Crime and Picasso: The Shadowy Underworld of Art

A special FBI team focuses on one of the world's most lucrative illegal activities.

Posted May 29, 2009

Ulrich Boser, a former U.S. News reporter, is the author of "The Gardner Heist: The True Story of the World's Largest Unsolved Art Theft."

Still, recovering stolen art isn't easy. Part of the problem is figuring out the exact motivation; people steal art for all sorts of reasons. Some thieves are gangsters hoping to pilfer a trophy. Some are disgruntled security guards looking for revenge. Sometimes curators pocket artifacts because they believe that they can take better care of them than the museum or gallery that owns them. A thief once swiped a Chagall painting from New York City's Jewish Museum, and a few days later the institution received a ransom note, saying that the canvas would not be returned until Israel and the Palestinians made lasting peace. (Some months later, the Chagall was recovered in a postal center in Topeka, Kan., and investigators now believe that the thief tried to get rid of the work by sending it as a dead letter.)

For the most part, though, the crooks are motivated by cash. While the art market has slumped in recent months along with the rest of the economy, a top painting still can fetch tens of millions of dollars, with a rare Impressionist work sharing the same value as a corporate jet or a small technology firm. During an FBI sting operation to recover a stolen Rembrandt self-portrait a few years ago, an undercover agent asked the seller if he had any interest in the old master canvas. "No," the man baldly replied. "I'm in it for the money."

But is there really money to be made in art theft? For the most part, the answer is no. Criminals have few options when it comes to profiting from art crime. Auction houses have no interest in selling looted art; legitimate collectors have no interest in purchasing it. Even keeping stashes of stolen art for pleasure is unlikely. Investigators have never found any evidence of a so-called Dr. No (named after the villain from the James Bond movie), a shady, art-loving millionaire who snaps up stolen paintings for late-night viewing in the basement of his Caribbean mansion. "Art theft is a crime of opportunity," says Agent Wynne. "The problem for the thieves is that you can't sell the stuff. If it is so noteworthy and so valuable, it's extraordinarily hard to sell."
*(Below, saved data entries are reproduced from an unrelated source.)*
PR #1054, opened 2020-06-03
New recipe probe API

### LINKED ISSUE #957: More generic probe location specification
Currently the probe interface associates each `probe_id` with a single `mlocation`. This isn't sufficient to support the following sampling scenarios:

1. sampling on a set of locations defined by a `locset`, particularly if the number of locations in the locset is not know before the model is instantiated (which is possible with `join`s and random number generators).
2. sampling voltage over an entire cell (or region).

halfflat:
Resolves #957.

* Make recipe return probes as a vector.
* Remove `probe_id` from `probe_info`.
* Rename `fvm_probe_info` to `fvm_probe_data` (everything was being called info, and it was getting confusing).
* Make `probe_association_map` specific to `mc_cell_group`/`fvm_lowered_cell`.
* Change probe_association_map representation: unordered map for probe_id -> tag; unordered multimap for probe_id -> fvm_probe_data. This allows multiple probes to be associated with the same probe id.
* Call sampler callback separately for each probe with the same probe_id.
* Replace location-based probes with locset equivalents.
* Add index for probes sharing a probe id.
* Bundle all probe metadata (id, tag, index, probe-specific meta) into `probe_metadata` struct for passing to sampler callbacks.
* Change simple_sampler to work on `trace_vector`, a vector of `trace_data`. The _i_th element is the data from probe with index i.
* Consolidate hash composition and `std::hash` specialization code in new header.
* Update python lib for new API.
* Update tests and examples for new recipe, internal probe, and simple_sampler APIs.
* Update docs to suit.

### DIFF
--- a/arbor/include/arbor/cable_cell.hpp
+++ b/arbor/include/arbor/cable_cell.hpp
@@ -15,6 +15,7 @@
 #include <arbor/morph/mprovider.hpp>
 #include <arbor/morph/morphology.hpp>
 #include <arbor/morph/primitives.hpp>
+#include <arbor/util/hash_def.hpp>
 #include <arbor/util/typed_map.hpp>
 
 namespace arb {
@@ -52,7 +53,10 @@ using cable_sample_range = std::pair<const double*, const double*>;
 //     * `cable_probe_point_info` for point mechanism state queries;
 //     * `mcable_list` for most vector queries;
 //     * `std::vector<cable_probe_point_info>` for cell-wide point mechanism state queries.
-
+//
+// Scalar probes which are described by a locset expression will generate multiple
+// calls to an attached sampler, one per valid location matched by the expression.
+//
 // Metadata for point process probes.
 struct cable_probe_point_info {
     cell_lid_type target;   // Target number of point process instance on cell.
@@ -64,7 +68,7 @@ struct cable_probe_point_info {
 // Sample value type: `double`
 // Sample metadata type: `mlocation`
 struct cable_probe_membrane_voltage {
-    mlocation location;
+    locset locations;
 };
 
 // Voltage estimate [mV], reported against each cable in each control volume. Not interpolated.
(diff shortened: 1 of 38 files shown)


arbor/include/arbor/cable_cell.hpp
```diff
@@ -64,7 +68,7 @@ struct cable_probe_point_info {
 // Sample value type: `double`
 // Sample metadata type: `mlocation`
```
thorstenhater, line 69: Should this read `locset` instead?

halfflat: Possibly surprisingly, no: the locset is evaluated to some collection of (thingified) locations; there will be a membrane voltage probe at each location, and that location will constitute the probe-specific metadata.

arbor/include/arbor/simple_sampler.hpp
```diff
@@ -22,16 +22,76 @@ struct trace_entry {
...
+    using base::clear;
+    using base::resize;
+    using base::push_back;
+    using base::emplace_back;
+    using base::operator[];
 };
 
 template <typename V>
-struct trace_data<V, void>: public std::vector<trace_entry<V>> {};
+struct trace_data<V, void>: public std::vector<trace_entry<V>> {
```
halfflat, line 49: Hmm. That `public` should be `private`. Will fix.

arbor/include/arbor/simple_sampler.hpp
```diff
@@ -22,16 +22,76 @@ struct trace_entry {
...
+// the ith element will correspond to the sample data obtained
+// from the probe with index i.
+//
+// The overriden method `at(i)` returns a const reference to the ith
+// element if it exists, or else to an empty trace_data value.
+
+template <typename V, typename Meta = void>
+struct trace_vector: private std::vector<trace_data<V, Meta>> {
+    const trace_data<V, Meta>& at(std::size_t i) const {
+        return i<this->size()? (*this)[i]: empty_trace;
```
bcumming, line 77: Why return an empty trace instead of throwing an exception?
`::at` methods in STL are expected to throw on an out of bounds check, so this might be a bit misleading.

halfflat: Yeah, this is a good point. I chose `at` because it is nice and short, and I don't want to make it a chore to access a trace. On the other hand, if I know a locset has 3 locations, and I want to get the trace from the 3rd one, I don't want things to blow up if it turns out there were no samples taken for that location.

Can you think of a better name for the method?

halfflat: Okay, let's use `get` (pers. comm.)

Most stolen art ends up slipping into the criminal netherworld. Crooks will hide the item in an attic and wait for a good time to sell it, or an enterprising rogue might trade the pilfered work to other criminals for guns and drugs as a sort of underworld currency. And through dedicated investigative work and good relationships with art dealers and collectors, the bureau has been able to track down more than 1,000 stolen objects over the past four years.
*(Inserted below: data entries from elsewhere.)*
PR #1063, opened 2020-06-12
No sphere here

### LINKED ISSUE #1060: Expunge spherical somata from morphology.
What does NEURON do, when given a spherical soma and apical and basal dendrites from an SWC file. Where does it attach what, when it discretizes?

The spherical root special case in the Arbor morphology code complicates a bunch of things, and still leaves various cases open. Should apical dendrites be attached to 'the other end' of the root (soma) branch? How much special casing would we need when reading SWC files?

Spherical roots, when discretized, are treated as squat cylinders in the current Arbor implementation, and that's unlikely to change. So let's simplify things:

1. Morphologies are described by cable segments only, which are in turn defined unambiguously by pairs of parent-adjacent samples. Anything to do with spherical roots is expunged.
2. Sample trees with a single sample are ill-defined.
3. Conversion from a spherical soma to a squat cylinder cable is done in SWC parsing, if required.
4. If we want to support SWC directly in the C++ library, we can interpret it effectively as we currently do: anything attached to a spherical root is attached at the same point.
5. More elaborate interpretations or outright manglings of SWC data are relegated to client-side; whatever NEURON does, if it's not trivial, can go in the Python library.

bcumming:
Remove support for spherical segments, and by extension "spherical somas".

* remove `cv_olicy_flag::single_root_cv`, which will only produce the intended results when all all cables attached to the soma are separate branches.
* remove `arb::math::{volume/area}_sphere`, which were not being used anywhere in the code before this.
* `arb::morphology`:
  * remove constructor that auto-detects whether the cell has spherical root
  * remove `spherical_root` query from API
  * remove spherical root logic from implementation
* remove a fair bit of special casing for spheres from different locations, such as the `pw_lin` code.
* arbor exception types print parents as `mnpos` instead of numeric values where appropriate
* fixed a memory violation (out of bounds access) in the sample tree on invalid use input
* update unit tests and python wrapper to reflect the changes.

Fixes #1060

### DIFF
--- a/arbor/morph/region.cpp
+++ b/arbor/morph/region.cpp
@@ -152,15 +152,6 @@ mextent thingify_(const tagged_& reg, const mprovider& p) {
 
     for (msize_t i: util::make_span(nb)) {
         auto ids = util::make_range(m.branch_indexes(i)); // range of sample ids in branch.
-        size_t ns = util::size(ids);        // number of samples in branch.
-
-        if (ns==1) {
-            // The branch is a spherical soma
-            if (samples[0].tag==reg.tag) {
-                L.push_back({0,0,1});
-            }
-            continue;
-        }
 
         // The branch has at least 2 samples.
         // Start at begin+1 because a segment gets its tag from its distal sample.
--- a/arbor/morph/sample_tree.cpp
+++ b/arbor/morph/sample_tree.cpp
@@ -28,20 +28,13 @@ void sample_tree::reserve(msize_t n) {
 }
 
 msize_t sample_tree::append(msize_t p, const msample& s) {
-    std::cout << "+++++ " << (empty()? "empty": "initl") << " " << p << " " << size() << " " << s << std::endl;
-    //if ((empty() && p!=mnpos) || p>=size()) {
-    //   if (p!=mnpos) throw invalid_sample_parent(p, size());
-    //}
-
+    // Assert that the root (first) sample in a tree has mnpos as its parent.
     if (empty() && p!=mnpos) {
         throw invalid_sample_parent(p, size());
     }
     else if (!empty()) {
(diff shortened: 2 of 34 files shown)


bcumming:
bors try

arbor/morph/region.cpp
```diff
@@ -152,15 +152,6 @@ mextent thingify_(const tagged_& reg, const mprovider& p) {
...
-
-        if (ns==1) {
-            // The branch is a spherical soma
-            if (samples[0].tag==reg.tag) {
-                L.push_back({0,0,1});
-            }
-            continue;
-        }
 
         // The branch has at least 2 samples.
```
bcumming, line 156: Might want to replace this comment with an assertion that this is, indeed, the case.

arbor/morph/sample_tree.cpp
```diff
@@ -28,8 +28,15 @@ void sample_tree::reserve(msize_t n) {
 }
 
 msize_t sample_tree::append(msize_t p, const msample& s) {
-    if ((empty() && p!=mnpos) || p>=size()) {
-        if (p!=mnpos) throw invalid_sample_parent(p, size());
+    // Assert that the root (first) sample in a tree has mnpos as its parent.
```
bcumming, line 31: This fixes a nasty bug (seg fault) caused when trying to insert a sample with `mnpos` as its parent when it wasn't a root.

bcumming:
bors try

halfflat:
I know that the segment-based approach is in the works, and I'll finish the review when that's up, but basically this looks great.
Only concern at this point is that there may be an issue building morphologies from SWC records which follow a single-point soma convention.

bcumming:
Clonsing because these changes have been rolled into #1083 1083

The FBI often recovers artworks when they come up for sale, as oblivious criminals regularly bring hot art into Christie's or Sotheby's not knowing that the auctioneers vet objects before they go under the hammer. It helps, too, that crooks don't typically have much of an understanding of art and art history. A handyman once swiped a painting from a home in Connecticut and sold the canvas to a local antiques dealer for $100. He later told investigators that he was hoping to make a little cash. But it turned out that French artist Henri Fantin-Latour had created the work, and it was worth more than $1 million.

Still, many art theft cases take years, decades, even more than a century, to crack. During the final days of the Civil War, Union Army soldiers stole North Carolina's Bill of Rights out of the state Capitol. Commissioned by President George Washington, the document was one of only 14 copies created after Congress proposed the first amendments, and for more than 140 years, it remained missing. Then, in 2003, two antiques dealers tried to peddle the work for $4 million. A millionaire philanthropist showed interest in the document, claiming that he would buy the artifact on behalf of Philadelphia's Constitution Center. But the philanthropist was actually an undercover FBI agent, and investigators seized the document. "It was like touching history," one agent said.